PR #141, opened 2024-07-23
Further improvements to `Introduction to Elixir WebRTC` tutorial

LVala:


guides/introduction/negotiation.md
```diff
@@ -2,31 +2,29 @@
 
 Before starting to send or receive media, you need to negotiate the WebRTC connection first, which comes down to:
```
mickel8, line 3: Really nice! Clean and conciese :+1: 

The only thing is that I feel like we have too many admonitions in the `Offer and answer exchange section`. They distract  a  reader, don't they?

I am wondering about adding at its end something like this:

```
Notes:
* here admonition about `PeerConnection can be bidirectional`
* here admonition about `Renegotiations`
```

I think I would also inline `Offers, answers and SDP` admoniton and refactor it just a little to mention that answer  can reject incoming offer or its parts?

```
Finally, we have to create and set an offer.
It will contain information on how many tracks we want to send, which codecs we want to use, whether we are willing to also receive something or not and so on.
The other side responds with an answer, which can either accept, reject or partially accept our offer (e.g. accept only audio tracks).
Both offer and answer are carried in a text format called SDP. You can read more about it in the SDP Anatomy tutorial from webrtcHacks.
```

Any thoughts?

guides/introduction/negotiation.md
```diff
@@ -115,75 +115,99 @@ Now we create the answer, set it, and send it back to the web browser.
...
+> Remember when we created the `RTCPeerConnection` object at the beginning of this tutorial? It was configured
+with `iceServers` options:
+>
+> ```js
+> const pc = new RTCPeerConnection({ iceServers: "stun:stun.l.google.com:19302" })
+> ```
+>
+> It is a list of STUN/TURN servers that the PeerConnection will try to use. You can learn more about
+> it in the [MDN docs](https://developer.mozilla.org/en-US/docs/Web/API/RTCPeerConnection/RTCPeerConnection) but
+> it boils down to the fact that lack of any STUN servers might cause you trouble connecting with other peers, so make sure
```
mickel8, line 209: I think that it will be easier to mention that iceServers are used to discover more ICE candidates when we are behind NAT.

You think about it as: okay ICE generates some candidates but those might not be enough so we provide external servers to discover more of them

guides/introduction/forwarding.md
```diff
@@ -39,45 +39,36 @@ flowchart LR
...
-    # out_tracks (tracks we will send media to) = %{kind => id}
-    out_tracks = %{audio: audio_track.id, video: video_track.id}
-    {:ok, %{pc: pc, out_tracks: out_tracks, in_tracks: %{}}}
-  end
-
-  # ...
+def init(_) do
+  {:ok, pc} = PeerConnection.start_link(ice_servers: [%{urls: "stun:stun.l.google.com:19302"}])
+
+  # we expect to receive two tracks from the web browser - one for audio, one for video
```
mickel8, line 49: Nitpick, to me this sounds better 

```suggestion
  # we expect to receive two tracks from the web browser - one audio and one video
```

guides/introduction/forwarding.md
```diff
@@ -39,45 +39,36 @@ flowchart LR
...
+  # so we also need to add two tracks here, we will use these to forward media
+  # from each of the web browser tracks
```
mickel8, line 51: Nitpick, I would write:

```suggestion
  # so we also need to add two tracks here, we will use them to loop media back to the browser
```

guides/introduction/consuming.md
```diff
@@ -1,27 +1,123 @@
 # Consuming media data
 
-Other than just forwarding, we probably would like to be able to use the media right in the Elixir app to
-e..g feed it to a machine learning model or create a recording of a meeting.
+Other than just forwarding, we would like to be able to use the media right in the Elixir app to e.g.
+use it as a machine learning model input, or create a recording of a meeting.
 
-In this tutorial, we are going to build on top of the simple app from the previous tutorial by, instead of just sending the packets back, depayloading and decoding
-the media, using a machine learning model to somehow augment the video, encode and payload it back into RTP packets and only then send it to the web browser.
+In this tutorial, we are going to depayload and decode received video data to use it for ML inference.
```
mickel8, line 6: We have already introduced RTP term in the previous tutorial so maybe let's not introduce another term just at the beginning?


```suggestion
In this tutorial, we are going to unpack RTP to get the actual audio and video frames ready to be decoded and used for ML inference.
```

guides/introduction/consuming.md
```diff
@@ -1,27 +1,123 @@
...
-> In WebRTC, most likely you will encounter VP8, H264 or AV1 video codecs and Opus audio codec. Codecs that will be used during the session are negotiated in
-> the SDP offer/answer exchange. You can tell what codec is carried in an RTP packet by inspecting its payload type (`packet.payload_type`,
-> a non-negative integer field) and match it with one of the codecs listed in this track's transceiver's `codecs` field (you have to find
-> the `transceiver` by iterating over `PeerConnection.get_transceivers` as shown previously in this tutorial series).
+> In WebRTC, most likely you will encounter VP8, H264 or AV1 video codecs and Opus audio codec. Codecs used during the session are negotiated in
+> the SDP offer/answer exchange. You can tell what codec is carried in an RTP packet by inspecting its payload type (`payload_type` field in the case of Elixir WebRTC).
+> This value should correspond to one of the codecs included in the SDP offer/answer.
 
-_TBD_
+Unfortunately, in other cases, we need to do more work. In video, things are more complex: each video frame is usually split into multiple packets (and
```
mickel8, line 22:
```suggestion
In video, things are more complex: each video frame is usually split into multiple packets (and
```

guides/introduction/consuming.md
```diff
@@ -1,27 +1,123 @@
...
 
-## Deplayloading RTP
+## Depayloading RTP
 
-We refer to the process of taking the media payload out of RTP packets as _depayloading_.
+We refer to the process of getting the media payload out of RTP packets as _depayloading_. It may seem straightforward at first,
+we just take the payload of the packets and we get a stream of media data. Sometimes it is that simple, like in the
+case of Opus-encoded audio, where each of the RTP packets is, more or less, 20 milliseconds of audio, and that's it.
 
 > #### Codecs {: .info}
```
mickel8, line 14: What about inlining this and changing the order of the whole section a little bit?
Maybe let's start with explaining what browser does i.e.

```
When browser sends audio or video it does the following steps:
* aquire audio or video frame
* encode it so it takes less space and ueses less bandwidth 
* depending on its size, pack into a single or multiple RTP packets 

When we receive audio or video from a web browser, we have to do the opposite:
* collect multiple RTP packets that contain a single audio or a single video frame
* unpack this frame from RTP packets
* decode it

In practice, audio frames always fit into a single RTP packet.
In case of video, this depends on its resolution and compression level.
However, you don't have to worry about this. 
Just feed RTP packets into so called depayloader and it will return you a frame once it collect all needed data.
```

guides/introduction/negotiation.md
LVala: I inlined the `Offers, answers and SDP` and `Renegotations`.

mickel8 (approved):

--

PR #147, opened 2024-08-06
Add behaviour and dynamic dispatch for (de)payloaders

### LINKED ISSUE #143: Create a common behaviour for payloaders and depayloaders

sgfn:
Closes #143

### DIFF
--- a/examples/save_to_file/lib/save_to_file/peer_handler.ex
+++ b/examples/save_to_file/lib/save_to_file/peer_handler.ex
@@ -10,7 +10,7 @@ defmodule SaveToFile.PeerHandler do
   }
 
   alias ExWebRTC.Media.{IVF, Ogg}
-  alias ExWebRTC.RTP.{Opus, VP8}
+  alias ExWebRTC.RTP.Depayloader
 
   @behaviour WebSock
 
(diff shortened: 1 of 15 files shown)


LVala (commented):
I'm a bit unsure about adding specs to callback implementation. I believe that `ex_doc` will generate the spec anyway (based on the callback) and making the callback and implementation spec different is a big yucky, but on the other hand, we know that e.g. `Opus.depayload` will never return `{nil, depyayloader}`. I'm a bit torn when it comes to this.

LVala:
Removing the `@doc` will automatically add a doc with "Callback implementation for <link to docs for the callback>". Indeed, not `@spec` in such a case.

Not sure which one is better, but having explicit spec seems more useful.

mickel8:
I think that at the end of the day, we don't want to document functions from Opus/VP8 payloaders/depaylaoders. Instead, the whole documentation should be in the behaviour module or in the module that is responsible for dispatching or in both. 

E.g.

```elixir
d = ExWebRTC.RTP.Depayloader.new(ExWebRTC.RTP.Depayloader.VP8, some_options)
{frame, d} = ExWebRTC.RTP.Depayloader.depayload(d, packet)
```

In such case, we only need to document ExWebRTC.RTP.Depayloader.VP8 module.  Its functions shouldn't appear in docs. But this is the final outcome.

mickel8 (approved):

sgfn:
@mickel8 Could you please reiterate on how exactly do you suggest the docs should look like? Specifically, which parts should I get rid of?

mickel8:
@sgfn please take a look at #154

ASSIGNMENT: Return, from the material above, every line with the word "split".

EXERCISE SOLUTION:
+Unfortunately, in other cases, we need to do more work. In video, things are more complex: each video frame is usually split into multiple packets (and
In video, things are more complex: each video frame is usually split into multiple packets (and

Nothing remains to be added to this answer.